Left the site over this?


----------



## nwcove (Mar 2, 2015)

hopefully just is done with commenting in this thread ? still not sure why if thats the case


----------



## crazzywolfie (Jun 2, 2014)

can you really blame him for being frustrated with all the old threads being dug up? your telling me you always read the date before you start reading a thread. i know i don't and then when you do realize it is a old thread and some new member has bumped it to the top and it is even worse when the newest post in these old thread have nothing to do with the original post. most times new members are better off starting a new thread and if need be linking to a thread with similar issue or members posting a link to a thread with similar issue and a solution just like the other day. Preacherman had the roll pin fail on his auger assembly and i linked to the thread Rooskie had made about the same exact issue with a similar machine









‘71 Gear box issue/Auger-not turning


So I decided today since we have been getting an inch of snow last three days I’d fire it up and try it out in the back yard since it gets no sun and snow is still there. I noticed it really wasn’t throwing was more like pushing. When I put it in neutral and checked the front out the auger was...




www.snowblowerforum.com


----------



## Big Ed (Feb 10, 2013)

crazzywolfie said:


> can you really blame him for being frustrated with all the old threads being dug up? your telling me you always read the date before you start reading a thread. i know i don't and then when you do realize it is a old thread and some new member has bumped it to the top and it is even worse when the newest post in these old thread have nothing to do with the original post. most times new members are better off starting a new thread and if need be linking to a thread with similar issue or members posting a link to a thread with similar issue and a solution just like the other day. Preacherman had the roll pin fail on his auger assembly and i linked to the thread Rooskie had made about the same exact issue with a similar machine
> 
> 
> 
> ...


You can plainly see the start date on an old thread being dug up. Go look you will see it on an old thread and it sticks out like a sore thumb.
So yes I do.
And I will scroll down to the newest date to see who did it. I do look at most but if I didn't want I simply skip it.
But to leave the site over it? 
Up to the person I guess?


----------



## crazzywolfie (Jun 2, 2014)

maybe your not willing to admit it and that is fine but there has been quite a few times where i don't look at the date and just start reading the info to try and help people out only to realize it is a old post. i try to make sure i check dates but it is not always easy to notice the date the thread is started especially when there is a few member already responding and keeping the post at the top of the most new posts.


----------



## Big Ed (Feb 10, 2013)

crazzywolfie said:


> maybe your not willing to admit it and that is fine but there has been quite a few times where i don't look at the date and just start reading the info to try and help people out only to realize it is a old post. i try to make sure i check dates but it is not always easy to notice the date the thread is started especially when there is a few member already responding and keeping the post at the top of the most new posts.

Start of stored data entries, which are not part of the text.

Issue #1001, opened 2022-04-28
vis future?


Sneethe:
Last commit was over a year ago.

realwhz:
I am not sure if this discussion is a bit off-topic.  I started using vis since 2018.  It is never my major editor for programming but always part of my workflow.  I use vis whenever I have bunch of tedious and repetitive changes to make.  Its Sam regex based selection is so convenient.  For example, I can easily step by step build the selection and make the change.  There are more and more plugins developed for vis those days.  I seldom install any as I want to keep vis light and sharp.

erf:
There was a similar issue here #748 some time back . I guess the future is in the hands of the author or if anybody else would like to create a fork and step up to the plate .  I really enjoy **vis** as a light weight vim alternative and its Sam regex based selection and Lua API is great . I think it is an awesome alternative / competitor to other terminal based text editors like vim, nvim, kakoune etc. without the bloat of legacy code . What i would like to see next is the server / client architecture, or non-blocking IO as implemented here #675 which made it possible to implement the Language Server Protocol (LSP) in the issue here #853 . Another exciting feature is Tree-sitter discussed here  #668 for better built in lexers. There is also just the general maintenance - which takes a lot of time and the author does all the work pro bono (!) - so we can't really expect anything . Although some words regarding the status would be nice . I don't have much c skills, but have been enjoying playing around with the Lua API . I think **vis** will still be relevant in years to come <3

Maybe it is because I am used to seeing the start date?
It is in plain site, then it is up to you to decide.
I would admit to it if so, I am on a lot of different sites for many years.
So yes I am used to looking.
But like I say I will look at most anyway and in a few I will tell the poster it is an old thread.
A lot of new members don't know it.
They search for an answer then just respond to that thread.
A big deal to some I guess, but not to me.


----------



## crazzywolfie (Jun 2, 2014)

the start date does not always stick out especially if you use a mobile device. if you must know there has been a few times where i try looking for a date because i know feb 10,2013 is not right. you have to actually look for the date which is not always immediately right in front of you and the member info is but i guess no one that posts here posts or reads from a mobile device


----------



## Big Ed (Feb 10, 2013)

crazzywolfie said:


> the start date does not always stick out especially if you use a mobile device. if you must know there has been a few times where i try looking for a date because i know feb 10,2013 is not right. you have to actually look for the date which is not always immediately right in front of you and the member info is but i guess no one that posts here posts or reads from a mobile device


My mobile device from 2000 flips open yet. It is a phone to me.
Been waiting for it to die so I can get a fancy phone. 

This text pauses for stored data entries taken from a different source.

PR #1131, opened 2023-09-18
Add csproj and psm1 extensions to filetype

milhnl:
Hey all, just a small change, so not much to comment.

### DIFF
--- a/lua/plugins/filetype.lua
+++ b/lua/plugins/filetype.lua
@@ -331,7 +331,7 @@ vis.ftdetect.filetypes = {
 		ext = { "%.pony$" },
 	},
 	powershell = {
-		ext = { "%.ps1$" },
+		ext = { "%.ps1$", "%.psm1$" },
 	},
 	prolog = {
 		ext = { "%.pl$", "%.pro$", "%.prolog$" },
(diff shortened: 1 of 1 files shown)


rnpnr (commented):
I'll say yes to the `.psm1` type but no to the `.csproj` type. The
latter seems to be auto-generated and mostly used by vscode. I don't
really think supporting every random auto-generated file from other text
editors makes any sense for vis.

You can easily add support for it locally in `visrc.lua`, just put this
somewhere after `require('vis')`:

```lua
table.insert(vis.ftdetect.filetypes.xml.ext, "%.csproj$")
```

milhnl:
I'm ok with not adding it, but I (and others working with dotnet projects) do need to edit it by hand, so if that makes you reconsider, great. The modification for my visrc you propose is already in there, but yours is more efficient. Thanks :)

mcepl:
On Mon Sep 18, 2023 at 7:16 PM CEST, Randy Palamar wrote:
> I'll say yes to the `.psm1` type but no to the `.csproj` type. The
> latter seems to be auto-generated and mostly used by vscode. I don't
> really think supporting every random auto-generated file from other text
> editors makes any sense for vis.

Just +1 for this decision from me.

-- 
https://matej.ceplovi.cz/blog/, Jabber: ***@***.***
 
I’ve never seen God worried yet.
  -- Wm. Paul Young

milhnl:
Sure. But the reasoning is still incorrect.

rnpnr:
I just pushed 7367ea8 which should also cover your csproj file.

Thanks for the patch!

milhnl:
Smart. Thanks. `file` says it's `text/plain` on my system but that's not vis' problem.

PR #1134, opened 2023-09-22
vis-subprocess.c: remove unnecessary NULL check

tosch42:


rnpnr (approved):
I definitely thought I fixed this when I applied it oh well.

Thanks for the patch!

PR #1135, opened 2023-09-25
vis-menu.c: add space for terminating NUL byte

tosch42:


mcepl:
Hmm, isn’t it cutting off the last character of `text`?

rnpnr:
Thanks for the patch Tom! I will apply it now.

vis-menu inherited a lot of rough code from slmenu and it really needs
a rework. This certainly fixes one issue.

> Hmm, isn’t it cutting off the last character of text?

No, the `sizeof` operator in C has no knowledge of the contents of the
buffer `text`. It simply returns the amount of static memory allocated
for it. If `sel->text` is as long or longer than `sizeof(text)` then
the string copied into `text` will not be terminated by `NUL` (aka `\0`,
aka `0`). `text` is `memset()` to `\0` at the start of this loop.

Hope this helps!

PR #1137, opened 2023-09-26
filetype.lua: add common *roff extensions

tosch42:
In case you're not familiar with *roff, `tmac` is the suffix for macro files and the others are the most popular macro packages. I didn't add preprocessors since Scintilla doesn't support them yet.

That is all I am saying here unless someone cusses me out. 

It bothers some but it does not bother all.
Agreed?


----------



## Kiss4aFrog (Nov 3, 2013)

I know when researching something I've jumped into an old thread because I wasn't paying attention to the date, only the material.
It's a bit embarrassing and some times the person is adding a solution to a thread that went unsolved or it's information that's updated.
So there are times it makes sense.

If it's a new guy who posts in an old thread because he doesn't know how to start a thread, or he had the same or similar problem or whatever it's kind of a maintenance item that a moderator should peel off said post(s) and start a thread.
Same for guys who post the same problem in multiple areas and have two discussions on the same problem going at the same time. Moderator should combine the posts in the most logical section for the question or problem.
Scot and I used to do a lot of that kind of stuff.

If you see something that's not right you can always click on those three dots in the upper right of the post and report duplicates, something in the wrong area, someone hijacking or reviving an old thread with a new problem.
"Reporting" something doesn't have to be something setting the house on fire, it can be used to alert a moderator to a maintenance issue.

.


----------



## JLawrence08648 (Jan 15, 2017)

crazzywolfie said:


> maybe your not willing to admit it and that is fine but there has been quite a few times where i don't look at the date and just start reading the info to try and help people out only to realize it is a old post. i try to make sure i check dates but it is not always easy to notice the date the thread is started especially when there is a few member already responding and keeping the post at the top of the most new posts.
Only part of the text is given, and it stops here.